Di era ketika sepak bola dipandang sebagai komoditas yang dapat dipasarkan lebih dari apa pun, badan sepak bola Brasil tampaknya tidak memiliki kepedulian terhadap kualitas produk mereka. Daftar jadwal pertandingan yang membengkak membuat klub-klub bermain sepanjang tahun dengan waktu istirahat yang minimal, sehingga memengaruhi kebugaran dan kinerja pemain. Pemimpin liga saat ini Palmeiras, misalnya, telah bermain 104 kali sejak sepak bola Brasil kembali dari jeda singkat akibat Covid-19 pada Juli tahun lalu.

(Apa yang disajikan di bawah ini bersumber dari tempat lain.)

PR #926, opened 2024-08-01
[YUNIKORN-2528] Increase coverage for UGM code

pbacsko:
### What is this PR for?
There are some code paths in UGM which are not covered by unit tests.  

### What type of PR is it?
* [ ] - Bug Fix
* [x] - Improvement
* [ ] - Feature
* [ ] - Documentation
* [ ] - Hot Fix
* [ ] - Refactoring

### Todos
* [ ] - Task

### What is the Jira issue?
https://issues.apache.org/jira/browse/YUNIKORN-2528

### Questions:

### DIFF
--- a/pkg/scheduler/ugm/queue_tracker.go
+++ b/pkg/scheduler/ugm/queue_tracker.go
@@ -403,24 +403,20 @@ func (qt *QueueTracker) canRunApp(hierarchy []string, applicationID string, trac
 // it decides the removal. It returns false the moment it sees any unexpected values for any queue in any levels.
 // Note: Lock free call. The RLock of the linked tracker (UserTracker and GroupTracker) should be held before calling this function.
 func (qt *QueueTracker) canBeRemoved() bool {
-	for _, childQT := range qt.childQueueTrackers {
-		// quick check to avoid further traversal
-		if childQT.canBeRemovedInternal() {
+	if len(qt.childQueueTrackers) > 0 {
+		for _, childQT := range qt.childQueueTrackers {
+			// quick check to avoid further traversal
 			if !childQT.canBeRemoved() {
 				return false
 			}
-		} else {
-			return false
 		}
+		return true // removable because all children are removable
 	}
-	// reached leaf queues, no more to traverse
-	return qt.canBeRemovedInternal()
-}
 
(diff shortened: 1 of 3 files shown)


pkg/scheduler/ugm/queue_tracker.go
```diff
@@ -403,24 +403,20 @@ func (qt *QueueTracker) canRunApp(hierarchy []string, applicationID string, trac
...
-		qt.maxRunningApps == 0 && resources.IsZero(qt.maxResources) {
-		return true
-	}
-	return false
+	// reached a leaf queue
+	return len(qt.runningApplications) == 0 &&
+		resources.IsZero(qt.resourceUsage) &&
+		len(qt.childQueueTrackers) == 0 &&
+		qt.maxRunningApps == 0 &&
+		resources.IsZero(qt.maxResources)
```
pbacsko, line 421: @manirajv06 please check this logic, I think this is simpler than the original and accomplishes the same.

manirajv06: In newer approach, we take decision only after reaching the leaf queue by traversing all the queues in the queue hierarchy. Whereas earlier, earlier one takes decision at very earlier stage and come out then and there.

pbacsko: Even in the old code, `canBeRemovedInternal()` only returns true if `len(qt.childQueueTrackers) == 0`. So you need to descend down the hierarchy. You can't return earlier, therefore the optimization is not really there.

manirajv06: For example,

root.parent running app is 10. root.parent has 100's of child queues (or child queue trackers) below it. In earlier approach, We can come out right away the moment we see 10 apps running in root.parent queue and confirm that it is better not to remove root.parent and any queue below it.

pbacsko: Ok I'm reverting this change, let's not spend too much time on this. Maybe I'll get back to it later.

manirajv06 (approved):
looks good.

Are there any more places to be covered? JIRA description talks about manager methods too.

Namun, permasalahannya sudah ada sebelum pandemi. Meningkatnya harga tiket menyebabkan rendahnya jumlah penonton ketika para penggemar diizinkan masuk ke dalam stadion, dan kombinasi dari permainan yang berlebihan dan kendala keuangan membuat kualitas lapangan Brasil menjadi buruk.
Akar dari semua masalah ini adalah utang besar klub-klub sepak bola Brasil, yang dijalankan sebagai asosiasi anggota, yang presidennya dipilih untuk masa jabatan dua tahun. Untuk mencapai hasil jangka pendek di lapangan, para administrator sering kali mengeluarkan uang melebihi kemampuan mereka – menyadari bahwa begitu mereka meninggalkan kantor, mereka tidak akan bertanggung jawab atas keputusan mereka.
Pakar kegagalan timnas Brasil – the Pilihan belum memenangkan Piala Dunia selama 21 tahun – yang melemahkan liga domestiknya.
Sementara itu, Konfederasi Sepak Bola Brasil (CBF) tengah terperosok dalam skandal. Dengan tiga presidennya dalam sepuluh tahun terakhir dilarang bermain sepak bola seumur hidup karena tuduhan korupsi, ketuanya saat ini, Rogério Caboclo, terkena skorsing karena tuduhan pelecehan seksual.
CBF menyelenggarakan semua kompetisi sepak bola nasional di Brasil, tetapi klub-klub di negara tersebut…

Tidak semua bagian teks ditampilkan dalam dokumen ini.